**Action item**
Show each line of the records below where the word "that" occurs.

Stored data entries:
—————

PR #204, opened 2016-10-27
Don't upload test meta data to description anymore

epaulet:
We no longer need to save test meta-data in the notes section, just regular notes.

### DIFF
--- a/lib/rainforest_cli/test_parser.rb
+++ b/lib/rainforest_cli/test_parser.rb
@@ -26,8 +26,7 @@ module RainforestCli::TestParser
       @test.browsers = []
     end
 
-    TEST_DATA_FIELDS = [:start_uri, :title, :site_id].freeze
-    STEP_DATA_FIELDS = [:redirect].freeze
+    TEST_DATA_FIELDS = [:start_uri, :title, :site_id, :tags, :browsers].freeze
     CSV_FIELDS = [:tags, :browsers].freeze
 
     def process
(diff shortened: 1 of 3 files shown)


lib/rainforest_cli/test_parser.rb
```diff
@@ -26,8 +26,7 @@ def initialize(file_name)
       @test.browsers = []
     end
 
-    TEST_DATA_FIELDS = [:start_uri, :title, :site_id, :browsers].freeze
-    STEP_DATA_FIELDS = [:redirect].freeze
+    TEST_DATA_FIELDS = [:start_uri, :title, :site_id, :tags, :browsers].freeze
```
curtis-rainforestqa: is the addition of `:tags` intentional here?

lib/rainforest_cli/test_parser.rb
```diff
@@ -37,32 +36,31 @@ def process
...
 
-            # if it's supposed to be a CSV field, split and trim it
-            if CSV_FIELDS.include?(field)
-              @test[field] = @test[field].split(',').map(&:strip).map(&:downcase)
+              # if it's supposed to be a CSV field, split and trim it
+              if CSV_FIELDS.include?(matched_field)
+                @test[matched_field] = @test[matched_field].split(',').map(&:strip).map(&:downcase)
+              end
             end
           end
```
curtis-rainforestqa: any tests we should update for this?

lib/rainforest_cli/test_parser.rb
epaulet: Yeah. The only time we use `TEST_DATA_FIELDS` alone is when we concat it with `CSV_FIELDS` anyway.

lib/rainforest_cli/test_parser.rb
epaulet: Added some specs for this. I thought they already existed.

lib/rainforest_cli/test_parser.rb
curtis-rainforestqa: right on

lib/rainforest_cli/test_parser.rb
curtis-rainforestqa: NICE

PR #209, opened 2016-11-17
[Review] Groundwork for a refactor

macocha:
@epaulet 

spec: https://paper.dropbox.com/doc/Product-Narrative-Rainforest-cli-go-version-nsU4nrv5LciPqfIzNkuVk


rainforest-cli.go
```diff
@@ -1,83 +1,304 @@
...
+			Description: "Download your remote tests from Rainforest to RFML. " +
+				"You need to specify list of test IDs to download or use keyword 'all'. " +
+				"Alternatively you can use one of the filtering options.",
+			Flags: []cli.Flag{
+				cli.StringSliceFlag{
+					Name:  "tag",
+					Usage: "filter tests by `TAG`. Can be used multiple times for filtering by multiple tags.",
+				},
+				cli.StringFlag{
+					Name:  "site, site-id",
```
epaulet: I saw a few commands that now have multiple aliases. We should keep the README up to date as we change things so we don't lose track maybe?

rainforest/rainforest.go
```diff
@@ -0,0 +1,120 @@
...
+	"encoding/json"
+	"errors"
+	"io"
+	"io/ioutil"
+	"net/http"
+	"net/url"
+)
+
+const (
+	currentBaseURL  = "https://app.rainforestqa.com/api/1/"
```
epaulet: In the Ruby version, this is also configurable with a ENV var - are we keeping that?

rainforest-cli.go
```diff
@@ -1,83 +1,304 @@
...
+			Aliases: []string{"r"},
+			Usage:   "Run your tests on Rainforest",
+			Action:  startRun,
+			Description: "Runs your tests on Rainforest platform. " +
+				"You need to specify list of test IDs to run or use keyword 'all'. " +
+				"Alternatively you can use one of the filtering options.",
+			ArgsUsage: "[test IDs]",
+			Flags: []cli.Flag{
+				cli.StringSliceFlag{
+					Name:  "tag",
```
macocha: Easiest way would be to move it to constant and use in both places.

rainforest-cli.go
```diff
@@ -1,83 +1,304 @@
...
-	flag.StringVar(&crowd, "crowd", "", "Crowd to run test with. Enter `default` or `on_premise_crowd`")
-	flag.StringVar(&conflict, "conflict", "", "Handling of runs in progress. (A) Abort: only abort runs in the same environment as your new run. (B) Abort All.")
-	flag.StringVar(&browsers, "browsers", "", "Browsers to test against. enter in a comma separated list")
-	flag.StringVar(&description, "description", "", "An arbitrary string to associate with the run")
-	flag.IntVar(&environmentID, "environment_id", 0, "Use a specific environment for this run")
-	flag.BoolVar(&runTestInBackground, "bg", false, "run test in background")
-	flag.BoolVar(&runTestInBackground, "fail-fast", true, "run test in background")
-	flag.CommandLine.Parse(flags)
+	app := cli.NewApp()
+	app.Usage = "CLI client for Rainforest QA services - http://rainforestqa.com"
```
ukd1: plz fix this -- ``Rainforest QA CLI - https://www.rainforestqa.com/``

rainforest-cli.go
```diff
@@ -1,83 +1,304 @@
...
-		}
+	app.Flags = []cli.Flag{
+		cli.StringFlag{
+			Name:   "token, t",
+			Usage:  "API token. You can find it at https://app.rainforestqa.com/settings/integrations",
+			EnvVar: "RAINFOREST_API_TOKEN",
+		},
+		cli.IntFlag{
+			Name:   "threads",
+			Usage:  "Used to customize the amount of threads to use when making HTTP requests.",
```
ukd1: threads?

rainforest-cli.go
ukd1: or kill the aliases in the new version

rainforest-cli.go
```diff
@@ -1,83 +1,304 @@
...
+						"Can be used multiple times to run against multiple browsers.",
+				},
+				cli.StringFlag{
+					Name:  "environment-id",
+					Usage: "run your tests using specified `ENVIRONMENT`. Otherwise it will use your default one.",
+				},
+				cli.StringFlag{
+					Name:  "crowd",
+					Value: "default",
+					Usage: "run your tests using specified `CROWD`. Available choices are: default or on_premise_crowd.",
```
ukd1: can you add a note to talk to CSM about this; not everyone has this

rainforest-cli.go
```diff
@@ -1,83 +1,304 @@
...
+				},
+				cli.StringFlag{
+					Name: "conflict",
+					Usage: "use the abort option to abort any runs in the same environment or " +
+						"use the abort-all option to abort all runs in progress.",
+				},
+				cli.BoolTFlag{
+					Name: "fg, foreground",
+					Usage: "results in the foreground - rainforest-cli will not return until the run is complete. " +
```
ukd1: ``show results in ...``

rainforest/rainforest.go
```diff
@@ -0,0 +1,120 @@
...
+	if res.StatusCode >= 200 && res.StatusCode < 300 {
+		return nil
+	}
+	// Otherwise we return error
+	// TODO: We might add some better error handling here, like parsing error response.
+	return errors.New("RF API Error")
+}
+
+// Do sends out the request to the API and unpacks JSON response to the out variable.
+func (c *Client) Do(req *http.Request, out interface{}) (*http.Response, error) {
```
ukd1: can you also add a version header? both the _version_ and the build?

this how to do build (it's called version here....);
https://github.com/rainforestapp/tadameat/blob/develop/main.go#L14 - make it a global
https://github.com/rainforestapp/tadameat/blob/develop/circle.yml#L9 - set when build
https://github.com/rainforestapp/tadameat/blob/develop/main.go#L31 - display it out (though, you should add to a header)

rainforest/resources.go
```diff
@@ -0,0 +1,115 @@
...
+// GetDescription returns the Folder name
+func (f Folder) GetDescription() string {
+	return f.Title
+}
+
+// GetFolders returns a slice of Folders (their names and IDs) which are available
+// for filtering RF tests.
+func (c *Client) GetFolders() ([]Folder, error) {
+	// Prepare request
+	req, err := c.NewRequest("GET", "folders.json?page_size=100", nil)
```
ukd1: does this work with > 100 folders?

rainforest/resources.go
```diff
@@ -0,0 +1,115 @@
...
+
+// GetDescription returns the Site name
+func (s Site) GetDescription() string {
+	return s.Name
+}
+
+// GetSites fetches sites available to use during the RF runs.
+func (c *Client) GetSites() ([]Site, error) {
+	// Prepare request
+	req, err := c.NewRequest("GET", "sites.json", nil)
```
ukd1: why do these all have ``.json``?

rainforest/runner.go
```diff
@@ -0,0 +1,77 @@
...
+		return runStatus, err
+	}
+	_, err = c.Do(req, &runStatus)
+	if err != nil {
+		return runStatus, err
+	}
+
+	// Here we check if we successfully created a run in RF, if not then bail with an error.
+	if runStatus.ID == 0 {
+		return runStatus, errors.New("Failed to create a run.")
```
ukd1: prolly show the error. 

also, correct way to check is status code, not this way

runner.go
```diff
@@ -1,128 +1,188 @@
...
-		return &runParams{Tests: testIDsSlice}
-	}
-	tags = strings.TrimSpace(tags)
-	var slicedTags []string
-	if tags != "" {
-		slicedTags = strings.Split(tags, ",")
-		for i, slice := range slicedTags {
-			slicedTags[i] = strings.TrimSpace(slice)
+		if !isFinalState {
+			fmt.Printf("Run %v is %v and is %v%% complete\n", runID, state, currentPercent)
```
ukd1: can you use ``log`` here not ``fmt``? it'll output a nice parsable log with time

ukd1:
can y'all link to the spec plz?

rainforest/resources.go
epaulet: No. Maybe we should try to get the next 100 as well if the first request returned 100 results.

rainforest/resources.go
epaulet: I don't think it does anything right now. I think we've thought to do `.json` on everything before so we can get json 500 errors instead of html 500s, but that doesn't work either.

rainforest/rainforest.go
macocha: Done!

epaulet:
Gonna merge this to the main go branch so that @macocha and I can split the work without a chain of branches. Things still to do (will add to other PR as well):

- [ ] Kill or document flag aliases
- [ ] Fetch more than 100 resources

PR #212, opened 2016-11-23
Go runner specs

epaulet:


resources.go
```diff
@@ -36,8 +36,15 @@ func printResourceTable(resourceName string, data [][]string) {
...
+// resourceAPI is part of the API connected to available resources
+type resourceAPI interface {
+	GetFolders() ([]rainforest.Folder, error)
+	GetBrowsers() ([]rainforest.Browser, error)
+	GetSites() ([]rainforest.Site, error)
+}
+
 // printFolders fetches and prints out the available folders from the API
-func printFolders(c *cli.Context) error {
+func printFolders(c *cli.Context, api resourceAPI) error {
```
epaulet: I think it makes more sense to pass the pointer into the functions.

epaulet:
@macocha I branched off of this already so feel free to merge in if everything is good, but we probably shouldn't push anymore to this branch.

—————

**Final answer**
epaulet: I saw a few commands that now have multiple aliases. We should keep the README up to date as we change things so we don't lose track maybe?
epaulet: In the Ruby version, this is also configurable with a ENV var - are we keeping that?
epaulet: I don't think it does anything right now. I think we've thought to do `.json` on everything before so we can get json 500 errors instead of html 500s, but that doesn't work either.
Gonna merge this to the main go branch so that @macocha and I can split the work without a chain of branches. Things still to do (will add to other PR as well):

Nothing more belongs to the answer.